Search the entries for the word "serialization". Copy every line where it turns up.

START Data extracts

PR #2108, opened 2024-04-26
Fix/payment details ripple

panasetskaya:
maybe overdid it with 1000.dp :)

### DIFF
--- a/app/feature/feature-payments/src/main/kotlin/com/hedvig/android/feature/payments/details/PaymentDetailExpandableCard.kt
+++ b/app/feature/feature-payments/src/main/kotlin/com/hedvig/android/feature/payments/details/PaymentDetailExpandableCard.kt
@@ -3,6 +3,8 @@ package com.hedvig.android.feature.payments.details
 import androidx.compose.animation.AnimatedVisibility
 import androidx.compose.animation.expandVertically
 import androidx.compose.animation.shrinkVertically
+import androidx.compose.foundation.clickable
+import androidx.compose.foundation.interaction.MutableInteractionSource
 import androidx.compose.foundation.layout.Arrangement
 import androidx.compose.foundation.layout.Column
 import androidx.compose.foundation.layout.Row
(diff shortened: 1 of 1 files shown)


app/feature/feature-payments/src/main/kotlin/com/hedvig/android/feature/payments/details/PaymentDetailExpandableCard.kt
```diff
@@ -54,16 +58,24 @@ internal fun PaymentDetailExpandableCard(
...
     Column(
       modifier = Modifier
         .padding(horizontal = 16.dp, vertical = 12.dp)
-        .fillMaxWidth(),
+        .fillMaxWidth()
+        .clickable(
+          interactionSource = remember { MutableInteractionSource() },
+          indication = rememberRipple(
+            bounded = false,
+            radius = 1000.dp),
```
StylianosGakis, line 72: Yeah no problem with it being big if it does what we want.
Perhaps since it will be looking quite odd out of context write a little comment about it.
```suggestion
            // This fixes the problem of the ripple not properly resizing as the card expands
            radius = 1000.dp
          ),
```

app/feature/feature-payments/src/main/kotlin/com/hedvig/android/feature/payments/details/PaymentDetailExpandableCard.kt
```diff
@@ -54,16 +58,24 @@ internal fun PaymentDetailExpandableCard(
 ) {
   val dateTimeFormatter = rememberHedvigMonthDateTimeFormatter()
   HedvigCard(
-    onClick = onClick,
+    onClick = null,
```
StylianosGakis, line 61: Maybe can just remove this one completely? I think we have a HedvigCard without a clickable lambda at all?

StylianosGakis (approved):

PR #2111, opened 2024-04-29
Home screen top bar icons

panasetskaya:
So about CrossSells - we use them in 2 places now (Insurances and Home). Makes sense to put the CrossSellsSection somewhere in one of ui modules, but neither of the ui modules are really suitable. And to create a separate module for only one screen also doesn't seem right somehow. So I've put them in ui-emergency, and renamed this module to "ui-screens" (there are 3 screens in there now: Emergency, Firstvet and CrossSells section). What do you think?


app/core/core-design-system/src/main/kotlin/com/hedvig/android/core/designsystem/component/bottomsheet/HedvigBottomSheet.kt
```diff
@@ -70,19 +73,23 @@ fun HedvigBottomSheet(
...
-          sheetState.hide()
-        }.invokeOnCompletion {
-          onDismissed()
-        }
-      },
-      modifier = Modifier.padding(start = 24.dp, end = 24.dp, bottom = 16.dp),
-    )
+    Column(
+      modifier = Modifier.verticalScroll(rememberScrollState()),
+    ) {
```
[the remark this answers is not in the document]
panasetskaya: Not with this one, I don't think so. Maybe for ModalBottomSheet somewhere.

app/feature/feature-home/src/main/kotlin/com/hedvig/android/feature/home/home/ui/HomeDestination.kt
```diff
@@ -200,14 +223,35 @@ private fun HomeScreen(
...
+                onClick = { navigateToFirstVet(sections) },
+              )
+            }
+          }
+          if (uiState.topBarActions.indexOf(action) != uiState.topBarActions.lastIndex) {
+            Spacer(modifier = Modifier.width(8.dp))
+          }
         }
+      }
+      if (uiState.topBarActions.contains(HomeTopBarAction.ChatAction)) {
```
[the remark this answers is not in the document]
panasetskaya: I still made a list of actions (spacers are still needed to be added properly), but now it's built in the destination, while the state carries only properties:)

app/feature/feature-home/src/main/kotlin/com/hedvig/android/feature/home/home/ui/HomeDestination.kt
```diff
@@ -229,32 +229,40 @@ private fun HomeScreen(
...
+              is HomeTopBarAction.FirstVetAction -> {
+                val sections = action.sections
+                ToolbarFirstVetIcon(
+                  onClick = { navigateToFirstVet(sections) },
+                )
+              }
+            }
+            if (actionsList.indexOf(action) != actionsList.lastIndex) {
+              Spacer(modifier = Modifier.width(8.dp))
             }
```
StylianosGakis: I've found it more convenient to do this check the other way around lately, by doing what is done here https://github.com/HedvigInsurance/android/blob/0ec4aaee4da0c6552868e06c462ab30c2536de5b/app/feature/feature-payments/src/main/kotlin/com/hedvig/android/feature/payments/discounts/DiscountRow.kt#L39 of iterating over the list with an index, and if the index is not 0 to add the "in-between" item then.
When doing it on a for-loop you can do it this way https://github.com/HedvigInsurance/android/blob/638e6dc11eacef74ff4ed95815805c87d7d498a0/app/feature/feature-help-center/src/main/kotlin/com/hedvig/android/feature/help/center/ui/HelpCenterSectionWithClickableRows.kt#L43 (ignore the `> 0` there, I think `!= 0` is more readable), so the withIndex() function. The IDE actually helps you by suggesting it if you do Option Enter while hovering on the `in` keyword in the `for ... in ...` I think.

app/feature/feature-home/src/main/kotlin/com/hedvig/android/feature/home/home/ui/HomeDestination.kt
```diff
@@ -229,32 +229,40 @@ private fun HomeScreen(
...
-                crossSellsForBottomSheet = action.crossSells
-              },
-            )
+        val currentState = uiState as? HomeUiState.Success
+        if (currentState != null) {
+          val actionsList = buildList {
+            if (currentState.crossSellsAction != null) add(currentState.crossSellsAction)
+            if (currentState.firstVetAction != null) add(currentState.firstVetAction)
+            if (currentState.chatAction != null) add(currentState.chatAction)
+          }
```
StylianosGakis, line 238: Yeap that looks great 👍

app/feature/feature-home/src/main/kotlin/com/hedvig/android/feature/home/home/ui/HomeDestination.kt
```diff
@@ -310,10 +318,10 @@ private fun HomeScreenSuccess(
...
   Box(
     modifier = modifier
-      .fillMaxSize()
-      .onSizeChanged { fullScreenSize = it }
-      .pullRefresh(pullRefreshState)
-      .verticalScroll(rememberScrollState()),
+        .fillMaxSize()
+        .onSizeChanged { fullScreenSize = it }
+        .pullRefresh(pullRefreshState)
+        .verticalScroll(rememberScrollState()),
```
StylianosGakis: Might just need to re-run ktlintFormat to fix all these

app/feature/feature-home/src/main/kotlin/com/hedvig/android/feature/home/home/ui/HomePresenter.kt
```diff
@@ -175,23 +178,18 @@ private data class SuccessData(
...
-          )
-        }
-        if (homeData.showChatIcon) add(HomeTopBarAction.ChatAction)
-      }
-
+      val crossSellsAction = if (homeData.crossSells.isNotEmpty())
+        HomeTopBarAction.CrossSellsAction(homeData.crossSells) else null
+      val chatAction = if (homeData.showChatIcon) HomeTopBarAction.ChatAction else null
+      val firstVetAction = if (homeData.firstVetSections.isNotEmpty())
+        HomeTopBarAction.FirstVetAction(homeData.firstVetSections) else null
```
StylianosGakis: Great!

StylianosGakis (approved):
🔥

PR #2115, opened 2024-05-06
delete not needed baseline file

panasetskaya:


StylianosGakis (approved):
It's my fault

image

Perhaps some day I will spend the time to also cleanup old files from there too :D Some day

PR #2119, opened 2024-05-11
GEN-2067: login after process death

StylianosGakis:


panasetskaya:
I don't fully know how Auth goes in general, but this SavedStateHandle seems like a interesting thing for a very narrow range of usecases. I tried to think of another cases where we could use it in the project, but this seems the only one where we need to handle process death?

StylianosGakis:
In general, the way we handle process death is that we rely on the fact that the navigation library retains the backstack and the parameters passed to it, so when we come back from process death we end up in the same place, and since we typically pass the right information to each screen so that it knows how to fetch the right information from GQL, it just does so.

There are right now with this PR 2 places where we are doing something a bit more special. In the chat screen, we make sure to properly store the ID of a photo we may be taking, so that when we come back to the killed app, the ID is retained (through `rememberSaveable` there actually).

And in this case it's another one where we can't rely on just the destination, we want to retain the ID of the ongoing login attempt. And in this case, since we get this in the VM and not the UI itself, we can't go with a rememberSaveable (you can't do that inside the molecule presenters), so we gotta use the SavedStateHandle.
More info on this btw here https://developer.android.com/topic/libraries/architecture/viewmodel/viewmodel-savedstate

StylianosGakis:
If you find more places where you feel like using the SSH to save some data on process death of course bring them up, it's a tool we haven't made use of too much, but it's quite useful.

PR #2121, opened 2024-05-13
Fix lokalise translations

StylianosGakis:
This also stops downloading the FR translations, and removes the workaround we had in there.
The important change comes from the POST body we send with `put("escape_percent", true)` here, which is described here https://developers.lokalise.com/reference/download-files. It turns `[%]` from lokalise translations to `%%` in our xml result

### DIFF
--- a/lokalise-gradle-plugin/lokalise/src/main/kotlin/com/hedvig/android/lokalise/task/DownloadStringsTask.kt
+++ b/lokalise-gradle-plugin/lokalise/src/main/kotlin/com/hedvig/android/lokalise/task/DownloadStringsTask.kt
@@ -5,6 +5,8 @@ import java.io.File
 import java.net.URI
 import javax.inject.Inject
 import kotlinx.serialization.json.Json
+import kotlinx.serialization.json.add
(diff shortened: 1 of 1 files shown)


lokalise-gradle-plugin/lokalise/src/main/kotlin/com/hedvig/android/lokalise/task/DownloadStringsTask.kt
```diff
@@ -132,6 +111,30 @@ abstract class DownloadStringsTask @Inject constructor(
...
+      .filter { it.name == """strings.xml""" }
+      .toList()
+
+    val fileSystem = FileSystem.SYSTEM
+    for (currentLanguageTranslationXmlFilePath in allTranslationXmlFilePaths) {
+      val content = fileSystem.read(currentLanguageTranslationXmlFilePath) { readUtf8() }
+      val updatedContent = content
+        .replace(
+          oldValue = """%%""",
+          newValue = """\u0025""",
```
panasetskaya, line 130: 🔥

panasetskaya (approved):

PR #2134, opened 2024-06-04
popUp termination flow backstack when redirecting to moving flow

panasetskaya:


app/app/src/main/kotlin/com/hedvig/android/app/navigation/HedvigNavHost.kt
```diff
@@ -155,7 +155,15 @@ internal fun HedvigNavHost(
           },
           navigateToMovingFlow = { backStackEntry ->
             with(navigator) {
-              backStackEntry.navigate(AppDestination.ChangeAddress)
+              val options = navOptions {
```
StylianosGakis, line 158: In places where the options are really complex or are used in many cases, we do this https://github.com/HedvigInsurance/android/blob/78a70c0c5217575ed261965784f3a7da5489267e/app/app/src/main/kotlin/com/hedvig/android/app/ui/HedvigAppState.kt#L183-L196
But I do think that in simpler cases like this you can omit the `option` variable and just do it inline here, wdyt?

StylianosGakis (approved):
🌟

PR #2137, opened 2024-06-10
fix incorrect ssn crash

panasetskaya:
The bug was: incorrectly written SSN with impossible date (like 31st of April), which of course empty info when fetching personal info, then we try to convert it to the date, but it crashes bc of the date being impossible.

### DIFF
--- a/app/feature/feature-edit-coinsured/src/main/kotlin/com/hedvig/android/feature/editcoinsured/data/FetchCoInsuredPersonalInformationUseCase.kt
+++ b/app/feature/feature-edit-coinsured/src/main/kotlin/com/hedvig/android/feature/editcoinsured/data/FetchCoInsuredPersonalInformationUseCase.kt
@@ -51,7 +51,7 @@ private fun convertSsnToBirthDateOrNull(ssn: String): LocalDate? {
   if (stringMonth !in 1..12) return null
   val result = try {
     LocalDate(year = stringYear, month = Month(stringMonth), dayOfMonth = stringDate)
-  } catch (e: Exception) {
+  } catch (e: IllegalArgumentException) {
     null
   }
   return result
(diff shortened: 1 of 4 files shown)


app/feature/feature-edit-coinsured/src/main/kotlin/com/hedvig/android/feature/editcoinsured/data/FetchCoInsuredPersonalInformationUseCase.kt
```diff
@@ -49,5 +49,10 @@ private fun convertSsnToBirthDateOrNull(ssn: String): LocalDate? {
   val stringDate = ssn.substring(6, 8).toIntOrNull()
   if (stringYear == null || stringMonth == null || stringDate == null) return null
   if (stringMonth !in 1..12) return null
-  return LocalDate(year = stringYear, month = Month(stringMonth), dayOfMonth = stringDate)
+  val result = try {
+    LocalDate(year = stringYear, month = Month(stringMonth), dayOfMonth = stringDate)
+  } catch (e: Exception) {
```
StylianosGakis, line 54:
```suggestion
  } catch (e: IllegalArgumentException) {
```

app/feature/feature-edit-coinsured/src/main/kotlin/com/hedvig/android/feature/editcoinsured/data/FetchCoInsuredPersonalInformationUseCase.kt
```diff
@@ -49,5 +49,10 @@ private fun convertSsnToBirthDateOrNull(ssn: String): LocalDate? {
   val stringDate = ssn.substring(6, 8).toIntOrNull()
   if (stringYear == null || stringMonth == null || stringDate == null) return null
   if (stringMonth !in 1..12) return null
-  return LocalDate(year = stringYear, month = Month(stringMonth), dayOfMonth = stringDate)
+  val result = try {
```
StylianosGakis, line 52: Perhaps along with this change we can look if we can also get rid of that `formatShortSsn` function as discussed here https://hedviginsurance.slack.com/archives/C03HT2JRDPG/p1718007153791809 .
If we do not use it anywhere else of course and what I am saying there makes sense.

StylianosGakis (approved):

END Data extracts

Solution to the problem:
 import kotlinx.serialization.json.Json
+import kotlinx.serialization.json.add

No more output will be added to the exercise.